Il progetto nasce da una riflessione profonda: può sembrare contraddittorio guardare al passato per costruire il domani, ma non lo è. “Progetto Settanta” si muove consapevolmente su due direttrici: da un lato, la memoria di un decennio vissuto tra utopie e conflitti, dall’altro, l’ambizione di riscoprire in quelle esperienze la spinta per un nuovo pensiero collettivo.

Gli anni Settanta vengono così esplorati in tutta la loro complessità: le lotte operaie, il femminismo, le trasformazioni urbane, la musica, il cinema, ma anche le ombre del terrorismo e le derive violente che hanno segnato il fallimento di molte speranze.
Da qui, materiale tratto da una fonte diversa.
PR #1841, opened 2026-02-13
move `parallel_scheduler` into namespace `STDEXEC`

ericniebler:


test/exec/CMakeLists.txt
```diff
@@ -64,7 +64,6 @@ set(exec_test_sources
     $<$<BOOL:${STDEXEC_ENABLE_TBB}>:../execpools/test_tbb_thread_pool.cpp>
     $<$<BOOL:${STDEXEC_ENABLE_TASKFLOW}>:../execpools/test_taskflow_thread_pool.cpp>
     $<$<BOOL:${STDEXEC_ENABLE_ASIO}>:../execpools/test_asio_thread_pool.cpp>
-    test_system_context.cpp
```
romintomasetti, line 67: @ericniebler It seems that `test_system_context.cpp` has not been deleted, but I can't find any `CMake` target that uses it.

PR #1858, opened 2026-02-17
exec(fork_join): dependent sender support

romintomasetti:
This PR fixes `exec::fork_join` so that it supports dependent senders.


romintomasetti:
@ericniebler Could you please have a look ?

ericniebler (approved):
looks good, thanks!

PR #1873, opened 2026-02-20
tests(stdexec): fix and test demangling utility

romintomasetti:


include/stdexec/__detail/__basic_sender.hpp
```diff
@@ -394,11 +394,15 @@ namespace STDEXEC {
...
-    using __basic_sender_t = __basic_sender<_Tag, _Data, __demangle_t<_Child>...>::type;
+    using __basic_sender_t = __basic_sender<_Tag, _Data, __demangle_t<_Child>...>;
 
     template <auto _Descriptor>
     extern __declfn_t<__minvoke<__result_of<_Descriptor>, __q<__basic_sender_t>>>
       __demangle_v<__sexpr<_Descriptor>>;
+
+    template <class _Sexpr, class _Receiver>
+    extern __declfn_t<::STDEXEC::__opstate<__demangle_t<_Sexpr>, _Receiver>>
+      __demangle_v<::STDEXEC::__opstate<_Sexpr, _Receiver>>;
```
ericniebler: demangling is only for sender types

include/stdexec/__detail/__basic_sender.hpp
```diff
@@ -394,11 +394,15 @@ namespace STDEXEC {
   // senders in compiler diagnostics.
   namespace __detail {
     template <class _Tag, class _Data, class... _Child>
-    using __basic_sender_t = __basic_sender<_Tag, _Data, __demangle_t<_Child>...>::type;
+    using __basic_sender_t = __basic_sender<_Tag, _Data, __demangle_t<_Child>...>;
```
ericniebler: i added `::type` recently as a necessary bit of ADL isolation. what problem is it causing?

include/stdexec/__detail/__basic_sender.hpp
romintomasetti: OK, reverted.

include/stdexec/__detail/__basic_sender.hpp
romintomasetti: I just found it weird that the reported demangled type looks like `STDEXEC::__basic_sender<...>::type`. But I've reverted the change.

romintomasetti:
@ericniebler I've addressed your comments, this PR now only adds a test, does not touch anything else.

PR #1874, opened 2026-02-20
ci: clang-format

romintomasetti:
When working on a feature or fix, it's easy to inadvertently touch unrelated lines due to pre-existing formatting inconsistencies. This adds noise to diffs and makes it harder to understand what a commit is actually doing.

This PR introduces a `style.yml` CI job as a dedicated place for style-related checks, starting with `clang-format`. Having this enforced in CI keeps formatting concerns out of feature PRs going forward.

Note that I expect the job to fail for now because there are quite a few pre-existing formatting issues in the codebase. 

@ericniebler Would you be open to landing a formatting cleanup commit first so we can get this green from the start?

@ericniebler I've also deleted `.github/workflows/test-clang-format.sh` because I don't think it's used. But there seems to be other scripts in there that can be deleted.


ericniebler:
i have been wanting to make some changes to stdexec formatting to improve readability. i can do that now, then we can use this CI job to keep things tidy.

ericniebler:
> ```
> /__w/_temp/24e4b664-d13b-4329-b4f5-a2dd768f00ab.sh: 1: git: not found
> ```

looks like the job will need to apt install git first.

romintomasetti:
Indeed, and done :heavy_check_mark:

Un’epoca in cui si sperimentavano forme politiche dal basso, si cercava giustizia e reciprocità, ma che ha conosciuto anche restaurazioni cruente e repressioni.
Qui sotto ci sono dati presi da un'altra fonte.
PR #1878, opened 2026-02-21
exec::sequence: Exception Correctness

RobertLeahy:
Corrected two exception-related problems with exec::sequence:

- Previously exec::sequence senders unconditionally reported that they could throw when connected
- Previously exec::sequence senders unconditionally reported that they could send set_error_t(std::exception_ptr), updated so this is now reported only if it's possible (i.e. if a child sender has that completion, or if any child sender other than the first possibly throws when connected)

### DIFF
--- a/include/exec/sequence.hpp
+++ b/include/exec/sequence.hpp
@@ -236,6 +236,11 @@ namespace experimental::execution
     {
       using sender_concept = STDEXEC::sender_t;
 
+      // Even without an Env, we can sometimes still determine the completion signatures
+      // of the sequence sender. If any of the child senders has a
+      // set_error(exception_ptr) completion, then the sequence sender has a
+      // set_error(exception_ptr) completion. We don't have to ask if any connect call
+      // throws.
       template <class Self, class... Env>
         requires(sizeof...(Env) > 0)
              || __has_eptr_completion<STDEXEC::__copy_cvref_t<Self, Sender0>>
@@ -272,10 +277,10 @@ namespace experimental::execution
       template <STDEXEC::__decay_copyable Self, class Rcvr>
       STDEXEC_ATTRIBUTE(host, device)
       constexpr STDEXEC_EXPLICIT_THIS_BEGIN(auto connect)(this Self&& self, Rcvr rcvr)
-        noexcept(std::is_nothrow_constructible_v<
+        noexcept(STDEXEC::__nothrow_constructible_from<
                  _opstate<Rcvr, STDEXEC::__copy_cvref_t<Self, Sender0>, Senders...>,
                  Rcvr,
-                 decltype(((Self&&) self)._sndrs)>)
+                 decltype((static_cast<Self&&>(self)._sndrs))>)
       {
         return _opstate<Rcvr, STDEXEC::__copy_cvref_t<Self, Sender0>, Senders...>{
           static_cast<Rcvr&&>(rcvr),


include/exec/sequence.hpp
```diff
@@ -156,6 +154,12 @@ namespace experimental::execution
       template <class CvSndrs>
       STDEXEC_ATTRIBUTE(host, device)
       constexpr explicit _opstate(Rcvr&& rcvr, CvSndrs&& sndrs)
+        noexcept(::STDEXEC::__nothrow_connectable<
+                   decltype(::STDEXEC::__get<0>(::STDEXEC::__declval<CvSndrs>())),
```
ericniebler:
```suggestion
                   ::STDEXEC::__tuple_element_t<0, CvSndrs>,
```

include/exec/sequence.hpp
```diff
@@ -170,19 +174,39 @@ namespace experimental::execution
...
-                                                                 std::move(sndr),
-                                                                 _rcvr_t<Remaining == 1>{self});
-        if constexpr (Remaining > 1)
+        constexpr auto __nth   = sizeof...(Senders) - Remaining;
+        auto*          self    = static_cast<_opstate*>(_self);
+        auto&          sndr    = STDEXEC::__get<__nth + 1>(self->_sndrs);
+        constexpr auto nothrow = noexcept(
+          self->_ops.template __emplace_from<__nth + 1>(STDEXEC::connect,
+                                                        std::move(sndr),
+                                                        _rcvr_t < Remaining == 1 > {self}));
```
ericniebler: i think this can just be:
```c++
constexpr bool nothrow =
  STDEXEC::__nothrow_connectable<STDEXEC::__m_at_c<__nth + 1, Senders...>,
                                 _rcvr_t<Remaining == 1>>;
```

include/exec/sequence.hpp
```diff
@@ -202,36 +226,48 @@ namespace experimental::execution
...
+      template <bool First, bool AddExceptionPtr, class Head>
+      struct _fold_left<First, AddExceptionPtr, Head>
       {
         using __t = STDEXEC::__mtry_q<STDEXEC::__concat_completion_signatures_t>::__f<
-          STDEXEC::completion_signatures<STDEXEC::set_error_t(std::exception_ptr)>,
-          STDEXEC::__completion_signatures_of_t<Head, Env...>>;
+          std::conditional_t<
+            _add_exception_ptr<First, AddExceptionPtr, Head>,
+            STDEXEC::completion_signatures<STDEXEC::set_error_t(std::exception_ptr)>,
+            STDEXEC::completion_signatures<>>,
```
ericniebler:
```suggestion
          STDEXEC::__eptr_completion_unless<_add_exception_ptr<First, AddExceptionPtr, Head>>,
```

include/exec/sequence.hpp
```diff
@@ -248,7 +284,11 @@ namespace experimental::execution
       STDEXEC_ATTRIBUTE(host, device)
       static consteval auto get_completion_signatures()
       {
-        if constexpr (STDEXEC::__decay_copyable<Self>)
+        if constexpr (sizeof...(Env) == 0)
+        {
+          return STDEXEC::__dependent_sender<Self>();
```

Tra gli appuntamenti più attesi: Martedì 24 giugno, ore 18: “Da Salce a Cavani. Le visioni cinematografiche di una decade irregolare”, con il critico Mazzino Montinari e il regista Federico Greco, moderati da Paola Filippi. Un racconto attraverso il cinema di quegli anni, tra visioni radicali e narrazioni controcorrente.